PR #34190, opened 2024-07-04
 Darwin: Ensure we tell the OTA delegate when a transfer ends

ksperling-apple:
Ensure we call `handleBDXTransferSessionEndForNodeID:...` if we have called
`handleBDXTransferSessionBeginForNodeID:...`, even if the session is reset via an
error code path.

### DIFF
--- a/src/darwin/Framework/CHIP/MTROTAProviderDelegateBridge.mm
+++ b/src/darwin/Framework/CHIP/MTROTAProviderDelegateBridge.mm
@@ -211,7 +211,7 @@ private:
             // If the send was successful for a status report, since we are not expecting a response the exchange context is
             // already closed. We need to null out the reference to avoid having a dangling pointer.
             mExchangeCtx = nullptr;
-            ResetState(CHIP_ERROR_INTERNAL); // TODO: is this an error scenario?
+            ResetState(CHIP_ERROR_INTERNAL);
         }
         return err;
     }
--- a/src/darwin/Framework/CHIP/MTROTAProviderDelegateBridge.mm
+++ b/src/darwin/Framework/CHIP/MTROTAProviderDelegateBridge.mm
@@ -311,7 +311,7 @@ private:
         } else if (event.EventType != TransferSession::OutputEventType::kAckEOFReceived) {
             error = CHIP_ERROR_INTERNAL;
         }
-        
+
         ResetState(error); // will notify the delegate
         return CHIP_NO_ERROR;
     }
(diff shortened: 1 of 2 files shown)


src/darwin/Framework/CHIP/MTROTAProviderDelegateBridge.mm
```diff
@@ -188,12 +206,12 @@ CHIP_ERROR OnMessageToSend(TransferSession::OutputEvent & event)
...
             mExchangeCtx = nullptr;
-            ResetState();
-        } else if (event.msgTypeData.HasMessageType(Protocols::SecureChannel::MsgType::StatusReport)) {
+            ResetState(err);
+        } else if (msgTypeData.HasMessageType(Protocols::SecureChannel::MsgType::StatusReport)) {
             // If the send was successful for a status report, since we are not expecting a response the exchange context is
             // already closed. We need to null out the reference to avoid having a dangling pointer.
             mExchangeCtx = nullptr;
-            ResetState();
+            ResetState(CHIP_ERROR_INTERNAL); // TODO: is this an error scenario?
```
bzbarsky-apple, line 214: This is a "we decided to send an error status for some reason" scenario.  In theory, we could have extracted the exact status we sent from the event.MsgData (before we moved it into SendMessage), but not sure it's worth it.

src/darwin/Framework/CHIPTests/MTROTAProviderTests.m
```diff
@@ -833,23 +835,32 @@ - (void)test003_ReceiveQueryImageRequestWhileHandlingBDX_RespondImplicitBusy
                                         softwareVersion:kUpdatedSoftwareVersion_5
                                   softwareVersionString:kUpdatedSoftwareVersionString_5
                                              completion:completion];
-        [queryExpectation1 fulfill];
```
bzbarsky-apple, line 836: Why the ordering change here?  If the new order is important, should probably have a comment explaining that it is and why.

bzbarsky-apple (approved):

src/darwin/Framework/CHIPTests/MTROTAProviderTests.m
ksperling-apple: Well, the expectations refer to receiving delegate callbacks, so it's easier to understand / be sure that the expectation order we assert later via those expectations is correct if fulfilling the expectation is actually the first thing we do in the block. Further below we had

```
[sOTAProviderDelegate respondErrorWithCompletion:outerCompletion];
[queryExpectation2 fulfill];
```

where in response to the query we cancel the existing transfer. Depending how exactly the callbacks are dispatched this could have the effect of the TransferEnd callback being called before we fulfill that expectation.
(With the current way we dispatch them it would probably have been fine, but it's just harder to understand.)

I moved the fulfills to the start of the callbacks as a separate commit first and ensured the tests still pass that way before making any of the other changes.

ksperling-apple:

ABOUT THIS EXERCISE: Using the records above, select and copy every line that has the word "private".

SOLUTION TO THIS PROBLEM:
@@ -211,7 +211,7 @@ private:
@@ -311,7 +311,7 @@ private:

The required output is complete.